Tuesday, April 11. 2006
Although you're a genius, you aren't going to master any development frameworks without learning the basics. Unlike biology or chemistry, development frameworks are literally created by, developers. Therefore, without reading the material produced by those creators or those who is already the expert in the subjects, you probably wouldn't know how those developers want you to use their tools. For example, I was asked for several times why weren't the initial form values (using Struts) being populated onto the output HTML and eventually found out that their Form classes don't extend ActionForm. It concluded that they blindly copied everything and missed out the declaration of the FormBean.

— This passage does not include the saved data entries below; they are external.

Issue #630, opened 2022-06-16
Curate events data for publication as a package


dontcallmedom:
Following the addition to reffy in https://github.com/w3c/reffy/pull/952, webref now has a raw extract of events information as suggested in https://github.com/w3c/reffy/issues/772:
  https://github.com/w3c/webref/tree/main/ed/events

A goal should be to release that data through a new webref package (e.g. to help with https://github.com/openwebdocs/project/issues/61); before that we need to:
* agree on the invariants the package should fulfill
* massage the data to match these invariants

Based on discussion in https://github.com/w3c/reffy/issues/772#issuecomment-1122909270, I think we would want accurate data on event type, associated interface, interfaces that host the relevant event handler, and whether the event bubbles.

A strategy to achieve this would be:
* identify obvious gaps in the current data (usually available by detecting null values) and to the extent possible, fixing them upstreams in the relevant specs; for the remaining them, using our patch mechanism to patch the data in our processing pipeline
* ideally, review manually all the extracted data to check it matches what in the source spec (although we could also assume bad data will surface through consumer feedback if shipping early is preferable)

I'll follow up with details about the first of these bits - which specs provide only partial extractable data and what our options might be to make them extractable.

dontcallmedom:
Specs with partial data:
(skipping those for which there is already a pending PR)

# Missing information about the targets
 * [ ] [Content Security Policy Level 3](https://w3c.github.io/webappsec-csp/), `securitypolicyviolation` event
  * the event is described in CSP, but the targets are defined in HTML spec; possible solutions:
     * get the event targets described in CSP
     * identify some post-processing magic that maps the events across specs (since several events have a similar situation)
 * [ ] [CSS Spatial Navigation Level 1](https://drafts.csswg.org/css-nav-1/), "navbeforefocus" and "navnotarget" events
   * the spec [should define the related event handlers](https://github.com/w3c/csswg-drafts/issues/3380) (or have them added to the HTML spec, which would put us in a similar situation to CSP)
 * [ ] [CSS Scroll Snap Module Level 2](https://drafts.csswg.org/css-scroll-snap-2/), "snapChanged" and "snapChanging" events
    * as above
 * [ ] [EditContext API](https://w3c.github.io/edit-context/), "beforeinput" event
    * like CSP, target defined in HTML
 * [ ] [Import Maps](https://wicg.github.io/import-maps/), "error" and "load" events
[...]

PR #650, opened 2022-06-29
Adjust scripts to also create @webref/events package

tidoust:
This makes all needed adjustments to scripts for jobs to also release an `@webref/events` npm package.

Tests need to be adjusted to match guarantees that we can make. Guarantees will also need to be adjust in main README and in `packages/events/README.md`. See discussion in #630


tidoust:
@dontcallmedom I added tests for the guarantees we discussed (save the unicity of events with the same `type` and `interface` since I don't think we currently try to merge definitions). This triggers about 200 failures with the events extracts in the pull request (I suspect you may have fixed some of these failures through extraction improvements and pending PRs already)

dontcallmedom:
we're down to ~100 failures now, with already a few interesting issues resulting from the analysis: https://github.com/w3c/pointerevents/issues/451 https://github.com/w3c/gamepad/issues/166 https://github.com/WICG/speech-api/issues/103

(also discovered a new interface tree in the Serial API)

In terms of the proper way to model events:
* the fact that an event bubbles or not can be dependent on specific firing; more specifically, e.g. the `scroll` event can be firing bubbling on `Document`, and not bubbling on `VisualViewport` (the latter not being par of a tree means it can't bubble in any case); we could either relax the test on bubbling (e.g. is bubbles set when at least one of the interface is in a tree, with the (bold) assumption that bubbles would be ignored by the consumer when the interface is not in a tree), or we need to remodel the structure to associate bubbling with a particular target interface, e.g.:
```json
{ "type": "scroll",
   "targets": [ {"interface": "Document", "bubbles": true}, "VisualViewport" ]
}
```
  This could also / instead list the interfaces it can bubble to when bubbles is true?

* an invariant I thought we could test for - that a given event.type would always use a given event.interface on a given target does not hold, with [`success` being able to use either `Event` or `IDBVersionChangeEvent` on `IDBRequest`](https://www.w3.org/TR/IndexedDB/#ref-for-fire-a-success-event%E2%91%A0); I'm not sure if we should give up on this invariant altogether, or bring this to the TAG for discussion, possibly mangaging IDB as an exception in the end

tools/amend-event-data.js
```diff
@@ -22,6 +22,7 @@ const trees = {
   idb: ["IDBDatabase", "IDBTransaction", "IDBRequest"],
   bt: ['Bluetooth', 'BluetoothDevice', 'BluetoothRemoteGATTService',
        'BluetoothRemoteGATTCharacteristic', 'BluetoothRemoteGATTDescriptor'],
+  serial: ['Serial', 'SerialPort'],
```
tidoust, line 25: This makes me realize that the list needs to be maintained in two places (here and in tests), which isn't ideal.

Also, I'm not crazy about using a RegExp for element interfaces, since that means relying on a naming convention. Typically, I don't think `CSSPseudoElement` should be viewed as being part of a tree. Or should it? At least, it does not inherit from `Element` or `Node`.

Since the script already reuses the data in the `idlparsed` extracts, we should be able to follow the inheritance chain instead as done in the tests.

I'll update the script to remove the duplication and rather follow the inheritance chain.

tidoust:
That starts to look good. One thing that bugs me is that, currently, the curation process on events slightly changes the structure of the events extracts to convert `targets` from a list of strings to a list of objects with `target` and possibly `bubbles` properties, as well as to drop the `bubbles` property at the event level.

The curation process should only complete extracts, not change their structure. Curation should be something that can disappear in an ideal world where specs can be parsed automatically.

In other words, Reffy should rather generate the right data structure directly. Now, looking at Reffy's event extraction code, it seems clear that, from a spec perspective, whether the event bubbles and its list of target interfaces are orthogonal concepts. There will always be cases where Reffy can tell that an event bubbles but cannot determine target interfaces. The curated data structure does not really allow us to express that situation in a meaningful way.

Possible options on top of my head:
1. Good ol' times: Rollback on structural changes and get back to your idea of relaxing "the test on bubbling (e.g. is bubbles set when at least one of the interface is in a tree, with the (bold) assumption that bubbles would be ignored by the consumer when the interface is not in a tree)". No change to Reffy needed.
2. Cheese and dessert: Keep the `bubbles` property at the event level to mean that the event is, generally speaking, a bubbling event, but also report more fine-grained information at the `targets` level. Update Reffy to create the right `targets` structure.
3. No hand, no chocolate: Update Reffy to create the right `targets` structure and drop the `bubbles` info at the event level. We'll lose the bubbling info when Reffy cannot extract target interfaces, but that's up to curation to fix that.
4. Exception is the norm: Let the curation process change the structure as currently done, and avoid existential questions.

tidoust:
> can you say more on why you think we should ensure that curation doesn't change the structure? what does that commitment buys us?

You say that "manual curation is something we should be able to remove without impact". What this means to me is that the `main` and `curated` branches should remain as close to one another as possible, and converge towards being identical as quality of specs improves.

That's how we have structured curation so far. The `curated` branch just fixes data to provide additional guarantees but tools one may use to parse data in the `curated` branch can just equally run on the `main` branch. They just cannot assume that data will be valid or consistent. The `curated` branch and steps could disappear in a snap if patches are no longer needed. If we still need to run automatic conversion steps, we're creating a distinction between the `main` and `curated` branch that is not purely about data curation.

The way we've approached automatic conversion steps so far is that these steps happen during crawling and create separate extracts, and we re-run them during curation if needed. That's typically how we've approached `idlnames` and `idlparsed` for instance.

More importantly, I see the need to change the structure as a warning signal that we're doing something wrong. The change of structure seems motivated by the need to convey concepts that we cannot extract from specs today. There may be a time when the specs actually make these concepts explicit (and that seems a worthy goal). For instance, I'm wondering what is going to happen in your `scroll` example above when the monkey-patching in Visual Viewport will be upstreamed in CSSOM View. How are we going to convey that the `scroll` event bubbles on `Document`/`Element` but not on `VisualViewport` in the crawl results? We could perhaps create two entries for the event in the extract in that case, but then why don't we follow the same approach in the curated version?

Another more technical and less conceptual side argument towards keeping the same structure is that it eases the maintenance of event patches that we may need to create (in `eventpatches`, not the ones in `amend-event-data.js`). I would prefer to avoid having to mentally juggle between a before and after data structures when dealing with patches.

dontcallmedom:
> You say that "manual curation is something we should be able to remove without impact". What this means to me is that the main and curated branches should remain as close to one another as possible, and converge towards being identical as quality of specs improves.

The focus of my statement was on the manual bit (i.e. what is currently managed via `applyEventPatches`).

The `main` branch in my mind is something that we use only for convenience - a way to check what reffy extracted as a raw input to the preparation of the data we publish; the only constraint that should apply to that input is that it can be processed by the curation process. The ideal situation is where `main` is no longer needed, not when it matches `curated`.

> How are we going to convey that the scroll event bubbles on Document/Element but not on VisualViewport in the crawl results?

That's a fair question, but in practice:
* as far as I could determine, we don't have a reliable way of extracting that information per target interface in reffy
* we have a reliable way of detecting inconsistent information in the curation process

This to me illustrates the substantive bit of why I don't think we should constraint `main` and `curated` to use the same (or even simply "compatible") format: `curated` has by design access to more information which may require additional structure to express the additional granularity of information available compared to what can be extracted. If and when we can extract more information directly, I think re-using the format makes sense, but I wouldn't start from that basis when it doesn't gain us practical value.

(in this case, it also comes with a practical cost - e.g. it would make the DSL used to match events for patching more complex)

>  it eases the maintenance of event patches that we may need to create (in eventpatches, not the ones in amend-event-data.js)

I really don't think we should create patches using textual patches since we have the object-based patching mechanism that fulfils exactly that role. The event curation script purposefully applies these patches as the very first processing step to ensure the input to the patching process is clear (i.e. the content of the `main` branch).

Meanwhile, all the existing tests pass now :)

dontcallmedom:
> all the existing tests pass now 

Thinking aloud about possible additional invariants / tests:
* check that all targets (and their parents for bubbling events) expose the relevant event handler; maybe listing all the relevant event handlers in the data itself would be valuable
* check that the tuple (type, interface, target) is only defined once across all events

dontcallmedom:
another test (that would have caught a spec bug I only  discovered by accident): all the `*Event` interface are used by at least an event.

dontcallmedom:
another bit of potentially useful information (that would need associated tests): events whose handlers are also exposed as markup attributes.

(`WindowEventHandlers` have the particularity of [being exposed to content to despite being targeted at `Window`](https://html.spec.whatwg.org/multipage/webappapis.html#determining-the-target-of-an-event-handler) as I discovered in https://github.com/w3c/gamepad/issues/166)

tidoust:
> If and when we can extract more information directly, I think re-using the format makes sense, but I wouldn't start from that basis when it doesn't gain us practical value.

I don't understand that reasoning. Since we're the ones creating and maintaining both the crawl format and the curated format, and since we need to create the curated format to convey the information anyway, why not reuse the format right away for the crawl not to have to maintain two formats? This gains us practical value as in "one structure to maintain is better than two".

Even if we don't do that, I'd like us to make sure that the curated format can effectively be re-used. In practice, the curated format mixes the target interface and the bubbling information and we know that the crawl will have a hard time producing both info at once in the foreseeable future.

I'm thinking that a better format would actually be the one used by the crawler, using duplicate events in the list when needed. Data curation could then duplicate events that need to be, meaning those that both target interfaces that belong to a tree and those that don't. In that model, event identifiers would be the composed key `type`/`interface`/`bubbles`, instead of just `type`/`interface`. It's easy for consumers to consolidate duplicates if they would prefer to create a `type` or `type`/`interface` view, and consumers will likely need to do that to create consolidated views across specs in any case.

In other words, instead of:

```json
[
  {
    "type": "scroll",
    "interface": "Event",
    "targets": [
      { "target": "Element", "bubbles": true },
      { "target": "Document", "bubbles": true },
      { "target": "VisualViewport" }
    ]
  }
]
```

... we would end up with:

```json
[
  {
    "type": "scroll",
    "interface": "Event",
    "bubbles": true,
    "targets": ["Document", "Element"]
  },
  {
    "type": "scroll",
    "interface": "Event",
    "targets": ["VisualViewport"]
  }
]
```

... which is incidentally what the crawler already produces (in two extracts because the events are currently defined in two specs). If we ever feel the need to add the list of interfaces on which the event will bubble, I think we can still do that with that structure with an additional property at the event level (and if absolutely needed, we can duplicate the event again per target tree for events that can be fired at targets that belong to different trees).

I'm happy to update the curation script to produce the latter instead of the former.

Side note that, regardless of the above, we probably also should add another unicity guarantee along the lines of:
- check that the tuple (type, interface, bubbles (or not bubbles)) is only defined once per spec

dontcallmedom:
I'm sceptical that duplicating events across their bubbling status is the preferred outcome from a consumer perspective (e.g. I would expect MDN to want to document the "scroll" event uniquely, describing its bubbling behavior per interface). I guess that may be easier to assess with input from an actual customer :)

(semantically, I also think the bubbling status is not quintessential to the event, only to its handling by specific targets)

(The tests are failing again based on a new invariant check that is probably identifying bugs in the data)

tidoust:
> I'm sceptical that duplicating events across their bubbling status is the preferred outcome from a consumer perspective (e.g. I would expect MDN to want to document the "scroll" event uniquely, describing its bubbling behavior per interface). I guess that may be easier to assess with input from an actual customer :)

We can envision different scenarios:
1. Document events uniquely across specs. We're not providing a consolidated vision across specs for now, so consumers will have to consolidate events across specs regardless of the path we choose here.
2. Document events uniquely per spec. That would be what the current curated format provides.
3. Document events that fire on a specific target interface. To create such a view, a flat structure would be even better than one that merges targets together, meaning one with only a `target` property (and duplicated event entries for each target).

> (semantically, I also think the bubbling status is not quintessential to the event, only to its handling by specific targets)

I don't disagree although I note that various specs seem to report on the bubbling status in the definition of the event itself and in summary tables.

dontcallmedom:
Summarizing our discussion this morning (IIRC):
* reffy will now populate a `rawevents` (thinking about it - maybe `spec-events` instead?) folder that can be transformed into a single consolidated list of events via a reffy tool
* the patching system will remain in webref, and will be called prior to calling the consolidating / restructuring reffy library in the curation process - the end result is that the webref/events package should be a single JSON file listing all the known events
* the consolidation script won't commit its default reffy results on main@reffy; we will similarly remove idlparsed and idlnamesparsed from main@reffy
* the consolidated view will be per "event"

What I'm not sure we got a clear conclusion on:
* what constitutes identify for an event (proposed: type + interface?)
* how do we represent target interfaces and the fact the event bubbles on them or not (proposed: {target, bubbles})
* which target interfaces do we list (all the interfaces in the bubbling path, only the deepest) (proposed: only the deepest - mostly because that's what's currently implemented)

I think we said the best path forward was to land a first pre-release PR with a proposed approach, and uses it to seek input from others on the right way to structure the information.

dontcallmedom:
Another note from this morning: we need to ensure the way I use the bubbling-tree-info doesn't generate wrong data e.g. when targeted interfaces include non-HTML elements.

dontcallmedom:
> (The tests are failing again based on a new invariant check that is probably identifying bugs in the data)

These tests now pass, having allowed to identify several missing / mislabeled data (as well as a superfluously defined event interface)

dontcallmedom:
Exploring group events which share a type and an interface - here are the events that would end up being considered identical:
* abort using Event:
   - abort using Event in dom targeting AbortSignal
   - abort using Event in html targeting HTMLMediaElement
   - abort using Event in IndexedDB-3 targeting IDBTransaction
   - abort using Event in media-source-2 targeting SourceBuffer
   - abort using Event in uievents targeting Window,Element

* progress using Event:
   - progress using Event in html targeting HTMLMediaElement
   - progress using Event in background-fetch targeting BackgroundFetchRegistration

* error using Event:
   - error using Event in html targeting HTMLMediaElement
   - error using Event in html targeting HTMLSourceElement
   - error using Event in html targeting HTMLTrackElement
   - error using Event in html targeting Window,WorkerGlobalScope,EventSource,Worker,SharedWorker,Worker,SharedWorker,ServiceWorker
   - error using Event in notifications targeting Notification
   - error using Event in websockets targeting WebSocket
   - error using Event in IndexedDB-3 targeting IDBRequest
   - error using Event in media-source-2 targeting SourceBuffer
   - error using Event in uievents targeting Window,Element

* ended using Event:
   - ended using Event in html targeting HTMLMediaElement
   - ended using Event in mediacapture-streams targeting MediaStreamTrack
   - ended using Event in webaudio targeting AudioScheduledSourceNode

* pause using Event:
   - pause using Event in html targeting HTMLMediaElement
   - pause using Event in mediastream-recording targeting MediaRecorder

* resize using Event:
   - resize using Event in html targeting HTMLMediaElement
   - resize using Event in visual-viewport targeting VisualViewport
   - resize using Event in cssom-view-1 targeting Window
   - resize using Event in picture-in-picture targeting PictureInPictureWindow

* change using Event:
   - change using Event in html targeting AudioTrackList,TextTrackList,VideoTrackList
   - change using Event in html targeting HTMLInputElement,HTMLSelectElement
   - change using Event in window-placement targeting Screen
   - change using Event in window-placement targeting ScreenDetailed
   - change using Event in idle-detection targeting IdleDetector
   - change using Event in netinfo targeting NetworkInformation
   - change using Event in device-posture targeting DevicePosture
   - change using Event in permissions targeting PermissionStatus
   - change using Event in presentation-api targeting PresentationAvailability
   - change using Event in screen-orientation targeting ScreenOrientation

* load using Event:
   - load using Event in html targeting HTMLTrackElement
   - load using Event in html targeting Window
   - load using Event in uievents targeting Window,Document,Element

* cancel using Event:
   - cancel using Event in html targeting HTMLDialogElement,HTMLInputElement
   - cancel using Event in close-watcher targeting CloseWatcher

* close using Event:
   - close using Event in html targeting HTMLDialogElement
   - close using Event in notifications targeting Notification
   - close using Event in close-watcher targeting CloseWatcher
   - close using Event in IndexedDB-3 targeting IDBDatabase
   - close using Event in webrtc targeting RTCDataChannel

* message using MessageEvent:
   - message using MessageEvent in html targeting Window,EventSource,MessagePort,BroadcastChannel,DedicatedWorkerGlobalScope,Worker,ServiceWorkerContainer,PresentationConnection
   - message using MessageEvent in websockets targeting WebSocket
   - message using MessageEvent in portals targeting HTMLPortalElement
   - message using MessageEvent in portals targeting PortalHost
   - message using MessageEvent in webrtc targeting RTCDataChannel

* messageerror using MessageEvent:
   - messageerror using MessageEvent in html targeting Window,MessagePort,BroadcastChannel,DedicatedWorkerGlobalScope,Worker,ServiceWorkerContainer
   - messageerror using MessageEvent in portals targeting HTMLPortalElement
   - messageerror using MessageEvent in portals targeting PortalHost
   - messageerror using MessageEvent in service-workers-1 targeting ServiceWorkerGlobalScope

* open using Event:
   - open using Event in html targeting EventSource
   - open using Event in websockets targeting WebSocket
   - open using Event in webrtc targeting RTCDataChannel

* readystatechange using Event:
   - readystatechange using Event in html targeting Document
   - readystatechange using Event in xhr targeting XMLHttpRequest

* select using Event:
   - select using Event in html targeting HTMLInputElement,HTMLTextAreaElement
   - select using Event in uievents targeting Element

* unload using Event:
   - unload using Event in html targeting Window
   - unload using Event in uievents targeting Window,Document,Element

* icecandidateerror using RTCPeerConnectionIceErrorEvent:
   - icecandidateerror using RTCPeerConnectionIceErrorEvent in webrtc-ice targeting RTCIceTransport
   - icecandidateerror using RTCPeerConnectionIceErrorEvent in webrtc targeting RTCPeerConnection

* icecandidate using RTCPeerConnectionIceEvent:
   - icecandidate using RTCPeerConnectionIceEvent in webrtc-ice targeting RTCIceTransport
   - icecandidate using RTCPeerConnectionIceEvent in webrtc targeting RTCPeerConnection

* resume using Event:
   - resume using Event in page-lifecycle targeting Document
   - resume using Event in mediastream-recording targeting MediaRecorder

* connect using Event:
   - connect using Event in serial targeting Serial,SerialPort
   - connect using Event in presentation-api targeting PresentationConnection
   - connect using Event in remote-playback targeting RemotePlayback

* disconnect using Event:
   - disconnect using Event in serial targeting Serial,SerialPort
   - disconnect using Event in remote-playback targeting RemotePlayback

* start using Event:
   - start using Event in speech-api targeting SpeechRecognition
   - start using Event in mediastream-recording targeting MediaRecorder

* scroll using Event:
   - scroll using Event in visual-viewport targeting VisualViewport
   - scroll using Event in cssom-view-1 targeting Document,Element

* loadstart using ProgressEvent:
   - loadstart using ProgressEvent in FileAPI targeting FileReader
   - loadstart using ProgressEvent in xhr targeting XMLHttpRequest

* progress using ProgressEvent:
   - progress using ProgressEvent in FileAPI targeting FileReader
   - progress using ProgressEvent in xhr targeting XMLHttpRequest

* abort using ProgressEvent:
   - abort using ProgressEvent in FileAPI targeting FileReader
   - abort using ProgressEvent in xhr targeting XMLHttpRequest

* error using ProgressEvent:
   - error using ProgressEvent in FileAPI targeting FileReader
   - error using ProgressEvent in xhr targeting XMLHttpRequest

* load using ProgressEvent:
   - load using ProgressEvent in FileAPI targeting FileReader
   - load using ProgressEvent in xhr targeting XMLHttpRequest

* loadend using ProgressEvent:
   - loadend using ProgressEvent in FileAPI targeting FileReader
   - loadend using ProgressEvent in xhr targeting XMLHttpRequest

* devicechange using Event:
   - devicechange using Event in mediacapture-streams targeting MediaDevices
   - devicechange using Event in webxr targeting XRSystem

* statechange using Event:
   - statechange using Event in service-workers-1 targeting ServiceWorker
   - statechange using Event in webaudio targeting BaseAudioContext
   - statechange using Event in webrtc targeting RTCIceTransport
   - statechange using Event in webrtc targeting RTCDtlsTransport
   - statechange using Event in webrtc targeting RTCSctpTransport

* error using RTCErrorEvent:
   - error using RTCErrorEvent in webrtc targeting RTCDataChannel
   - error using RTCErrorEvent in webrtc targeting RTCDtlsTransport

There are a number of cases where merging these would seem sensible, but also quite a few where it's not clear that this would be meaningful (e.g. the semantics of "close" are very different between Notification and RTCDataChannel). I'm not sure what to make of it at this point yet.

tidoust:
> For instance, I'm wondering what is going to happen in your scroll example above when the monkey-patching in Visual Viewport will be upstreamed in CSSOM View.

Interestingly, the Visual Viewport API got folded into CSSOM View yesterday. Event extraction logic currently misses `VisualViewport` as a target because event dfn has not been properly updated (I filed a [PR to update the spec](https://github.com/w3c/csswg-drafts/pull/7479)).

Once spec is fixed, extraction will create one `scroll` event with a `bubbles` attribute set to `true` and targets `Document`, `Element`, `VisualViewport` (Curation will drop `bubbles` for `VisualViewport` since it is not part of a tree hierarchy). Given the `fire an event` phrasing used in the spec, the extraction could easily detect that the event is fired in two contexts, one where it bubbles, and one where it does not. It won't be easy to associate these contexts with relevant target interfaces though.

dontcallmedom:
> There are a number of cases where merging these would seem sensible, but also quite a few where it's not clear that this would be meaningful (e.g. the semantics of "close" are very different between Notification and RTCDataChannel). I'm not sure what to make of it at this point yet.

So ideally, the merging would be done on the basis of what specs expose (. The problem is that the way events are namespaced with `dfn-for` ties it to target interfaces, which is at odd with our proposed identity scheme (where target interfaces don't play a role). In fact, this makes it actually harder or awkard to re-use an event in a new context (as illustrated by the `VisualViewport` example above). Changing that convention feels like a challenging uphill battle though.

Looking at the list above, a reasonable first step would be to group events that share a name and a non-default interface (i.e. all events that don't use `Event`) - that is a strong enough signal that they're really about the same kind of events.

But I don't think we can easily go beyond that without deeper rethinking of how events are surfaced in specifications, which is probably out of scope for a 1.0 of the package.

dontcallmedom:
> Tests that still fail are due to missing target interfaces. More patches needed? Better consolidation algorithm? Or did I break something along the way?

Something definitely broke along the way; e.g. the errors include lack of targets for `canmakepayment` in `payment-handler`:
>  contains valid target interfaces for events "canmakepayment":
>     AssertionError [ERR_ASSERTION]: No target interfaces for event type=canmakepayment interface=CanMakePaymentEvent href=https://w3c.github.io/payment-handler/#the-canmakepaymentevent

while the [raw event has that info](https://github.com/w3c/webref/blob/0f6e400b0d007a7426e34339c887f5f5f100c1d2/ed/events/payment-handler.json#L14).

dontcallmedom:
should we merge and use the 1.0.0 package pull request to identify potential additional improvements?

tidoust:
I think we said that, for a bubbling event, `targets` should only contain the deepest target interface in a tree. I just added a test and that does not seem to be the case today. Consolidation does not seem to do what it should, I'll look into it.

dontcallmedom:
> Am I right that it should rather keep all listed target interfaces here because they are more specific than the core ones in the tree?

I think so, although I'm not sure that's a rule that will hold systematically either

It's just too many similar examples.
Perhaps most of them think that it's just a framework and it isn't going to last long anyway. They might be right, but the way they learn to use the frameworks is wrong, or more politely, improper. When I have to use a framework which I never use before, the first thing I do is go to the homepage (I'm sure every framework now has a homepage), read the introduction, concept and the guide for beginner (I even like to read about the history). If I find it enough for me to start, I would follow some samples and write code from scratch for the sake of trying it out. If the document available on the website isn't enough for me, I would buy a book, that's why I own a copy of "Spring in Action". Ridiculously if I still couldn't start conding on the framework by then, I will definitely encourage everyone in the team for picking up a better one. Not yet end of the story. Before we learn the basics of any frameworks, we should first learn the basics of J2EE or even the basics of Java. Too many Struts developers don't realize that they are actually running one single servlet, ActionServlet. If you don't at least know what is servlet, how are you going to debug the weird behaviors caused by the ActionServlet? If you don't know JNDI lookup, how are you going to solve the problem when Spring fails to inject the resource as expected? If you don't know reflection, what should you do if Spring doesn't include your method into the transaction aspect? If you don't know JSP include, how would you know if your tag library is correctly included?
Monday, April 10. 2006
Ever since the new technical director has joined the company, UML design become the compulsary milestone for those projects which are bigger than certain size. He was working at Rational Software before the company acquired by IBM and now, he's working remotely from US and occasionally in our KL office. I'm glad that we have such practice advocated by a top player like him, otherwise no one will actually spend efforts on UML design. He did teach us on every single type of UML diagram and I believe every employee (the attendance of the UML workshop was compulsary) has already get familiar with most of the notations. It short, we all now can interpret most UML diagrams. But, one of the project manager asked me the other day "Does class diagram really helps our development? If it doesn't, I'm OK if you want to skip it" Of course I wouldn't want to skip it, if I do this time, I know I'm going to skip it forever. Fortunately I finally managed to convince her that having UML diagrams could literally shorten the development time and we're not drawing out the diagrams for the sake of showing it to people. Usually, before I write the first line of code, I design the class in my mind, I just don't draw it out. It's not that I like to do design so much, it is because I couldn't start any coding without having a rough picture of all the objects I can think of. Therefore, by drawing it out, I'm actually forcing myself to think of the objects (and the relationships of them) a lot further. Besides that, diagrams help bringing our design to a more consistent level, though conflicting is still avoidable. Perhaps our technical director would still have to work harder on pushing UML design because while it's hard to tell people how to do certain things, justify to people for doing certain things is a lot more harder.